En este caso, se reconoce al Estado como una institución que desempeña un papel crucial en la regulación y organización del sistema social. Esto implica el establecimiento de leyes, políticas y normas que afectan las relaciones y conductas entre los ciudadanos. Además, el Estado gestiona recursos y se encarga del suministro de servicios públicos esenciales para el funcionamiento de la sociedad. La forma en cómo influye el Estado sobre el sistema social está determinada por las luchas de poder entre distintos partidos e ideologías políticas, ya sea de corte liberal, conservador, de izquierda o derecha.

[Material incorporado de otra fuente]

PR #4962, opened 2026-07-15
Add `--default` flag in `rustup toolchain install`

FranciscoTGouveia:
Based on [#t-rustup > Reducing the need for setup-rust actions @ 💬](https://rust-lang.zulipchat.com/#narrow/channel/490103-t-rustup/topic/Reducing.20the.20need.20for.20setup-rust.20actions/near/610697184).

Feedback on the wording of the doc comment for the new flag is welcome.

### DIFF
--- a/src/cli/rustup_mode.rs
+++ b/src/cli/rustup_mode.rs
@@ -1059,7 +1059,6 @@ async fn update(
     let self_update_mode = SelfUpdateMode::from_cfg(cfg)?;
     let should_self_update = !opts.no_self_update;
     let force_non_host = opts.force_non_host;
-    let set_override = opts.r#override;
     cfg.profile_override = opts.profile;
 
     let cfg = &cfg;
@@ -1118,7 +1117,7 @@ async fn update(
                 Ok(status.clone()),
             )?;
 
-            if set_override {
+            if opts.r#override {
                 cfg.make_override(&cfg.current_dir, &desc.clone().into())?;
             }
 
--- a/src/cli/rustup_mode.rs
+++ b/src/cli/rustup_mode.rs
@@ -468,6 +468,10 @@ struct UpdateOpts {
     /// Set the installed toolchain as the override for the current directory
     #[arg(long)]
     r#override: bool,
+
+    /// Set the installed toolchain as the default toolchain
+    #[arg(long)]
+    default: bool,
 }
 
 #[derive(Debug, Default, Args)]
@@ -1121,7 +1125,9 @@ async fn update(
                 cfg.make_override(&cfg.current_dir, &desc.clone().into())?;
             }
 
-            if cfg.get_default()?.is_none() && matches!(status, UpdateStatus::Installed) {
+            if opts.default
+                || (cfg.get_default()?.is_none() && matches!(status, UpdateStatus::Installed))
+            {
                 cfg.set_default(Some(&desc.into()))?;
             }
         }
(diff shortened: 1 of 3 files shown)


src/cli/rustup_mode.rs
```diff
@@ -1060,6 +1064,7 @@ async fn update(
     let should_self_update = !opts.no_self_update;
     let force_non_host = opts.force_non_host;
     let set_override = opts.r#override;
+    let set_default = opts.default;
```
djc: Nit: if not for the prevailing style, do we actually need this or can we just inline `opts.set_default` in the condition below?

djc (approved):
Should this get some tests?

*[View changes since this review](https://triagebot.infra.rust-lang.org/gh-changes-since/rust-lang/rustup/4962/fadde36bb081a159e9c37fcef69746caaf64eae6..a9aa51621a3ee7bc2413e47baa70946ce59197c5)*

src/cli/rustup_mode.rs
FranciscoTGouveia: The idea was to follow the current style, yes.

I've just inlined it, and I've also inlined the above `set_override` in a different commit (which had only one use).

FranciscoTGouveia:
> Should this get some tests?

I would argue that this change is somewhat trivial, but I wouldn't oppose it.
Should I add a new test?

src/cli/rustup_mode.rs
```diff
@@ -468,6 +468,10 @@ struct UpdateOpts {
     /// Set the installed toolchain as the override for the current directory
     #[arg(long)]
     r#override: bool,
+
+    /// Set the installed toolchain as the default
```
ChrisDenton: Considering the command is `rustup set default-host` maybe it would be best to use the term "default host" so the connection is clear:
```suggestion
    /// Set the installed toolchain as the default host
```

*[View changes since the review](https://triagebot.infra.rust-lang.org/gh-changes-since/rust-lang/rustup/4962/0fbd6f8b1b200236aaf20e579d25f776b20bafc7..e40e49f4ce8bd773fa25cd053bf019ca701fec97)*

FranciscoTGouveia: Agreed.
Can the flag be kept as is, or should it also be changed to `--default-host` instead of the current `--default`?

ChrisDenton: I think keeping `--default` is fine in this context and being consistent with `--override` makes sense to me.

rami3l: @ChrisDenton @FranciscoTGouveia Default host (a target tuple) and default toolchain (a toolchain) are not the same thing and we are referring to the latter here, I believe :)

rami3l (approved):
LGTM modulo the one remaining concern, thanks :)

*[View changes since this review](https://triagebot.infra.rust-lang.org/gh-changes-since/rust-lang/rustup/4962/0fbd6f8b1b200236aaf20e579d25f776b20bafc7..87dc74bd21a15ba3de48e4e1c5cbbf5eab135d19)*

src/cli/rustup_mode.rs
ChrisDenton: In that case `host` -> `toolchain`

rami3l:
> > Should this get some tests?
> 
> I would argue that this change is somewhat trivial, but I wouldn't oppose it. Should I add a new test?

@FranciscoTGouveia Looking back I'd second @djc that it would be useful to add a tiny test for it; probably also for `--override` if that hasn't been done previously.

djc (approved):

Este estudio parte de una primera diferenciación entre los países con gobiernos de carácter capitalista, comunista o socialista; eligiendo al capitalismo por tratarse del sistema socioeconómico dominante en la cultura occidental. En este contexto, el papel del Estado ha sido abordado desde distintas perspectivas. A continuación, se explora la evolución de los modelos del Estado de bienestar, el neoliberalismo y el neoinstitucionalismo; que convergen en el modelo de la economía social y solidaria. Se busca indagar si se está configurando un nuevo sistema social que dé respuesta a las necesidades de un entorno globalizado, dinámico y competitivo; y que sea sustentable desde las perspectivas social, económica y ambiental.
Debido a que el análisis incluye a distintos partidos e ideologías políticas, se limita a entornos de carácter democrático. De esta forma, se plantea el surgimiento de un nuevo sistema social que reconoce la convergencia entre la libertad individual y la propiedad privada, con los principios de la participación ciudadana y la elección de representantes (Dahl, 1989). Asimismo, se entiende el estado social de derecho como uno que tiene como objetivo garantizar la justicia social, respetar la dignidad humana y fomentar la igualdad de oportunidades entre los ciudadanos (Pérez, 2018).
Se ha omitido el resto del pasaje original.